Tijdlijn van Zuid-Aziatische geschiedenis
Madrasian Culture 2,500,000BC
De Madrasiaanse cultuur vond plaats tijdens de Neder-Paleolithische periode rond 2,500,000BC. De cultuur is geïdentificeerd als een van de vroegste afdelingen in het tijdperk van de steentijd, gekenmerkt door gereedschappen zoals vlokkengereedschappen, microlieten, hakmessen en tweezijdige handassen. De gereedschappen waren voornamelijk gemaakt van kwartsiet. Een van de Madrasiaanse sites is Attirampakkam, die in de buurt van de stad Chennai (vroeger Madras) ligt.
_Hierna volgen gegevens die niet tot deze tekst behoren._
PR #796, opened 2024-12-10
attempt to find better starting values for GLMM when defaults aren't positive semidefinite

### LINKED ISSUE #792: Non-positive definite matrix when fitting nested GLMM
I am trying to understand some issues I've encountered when trying to fit some models or a psychology experiment on memory where there is a lot of nested structure.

Riwatian People 1,900,000BC
Net als de Madrasiaanse cultuur bestond de Riwatiaanse cultuur tijdens de periode van het Neder-Paleolithicum. Een van de Riwatian-locaties werd ontdekt in de Pakistaanse regio Punjab. De mensen in deze culturen maakten ook met kwartsiet vergelijkbare instrumenten als die van de Madrasiaanse cultuur. Opgravingen op prehistorische locaties in verband met de Riwatiaanse periode identificeren bewijs van bezetting door Homo erectus uit Afrika. Homo erectus wordt geassocieerd met de ontwikkeling van de Oldowan-industrie die na het Riwatiaanse tijdperk ontstond.
Soanian People 500,000BC
De Soanian-cultuur vond plaats in regio's van India, Pakistan en Nepal tussen 500,000 en 125,000 BC. De Soanian is ook een lagere paleolithische cultuur met belangrijke sites in Adiala, Chauntra, Khasala Kalan, Khasala Khurd en Sivalic Hill. Homo erectusman leefde in deze periode en leunde zwaar op het gebruik van tweezijdige handassen en andere gereedschappen gemaakt van kwartsiet, jaspis en Chert. De gereedschappen werden gekenmerkt door steeds meer golvende randen die werden gemaakt door afbladderen.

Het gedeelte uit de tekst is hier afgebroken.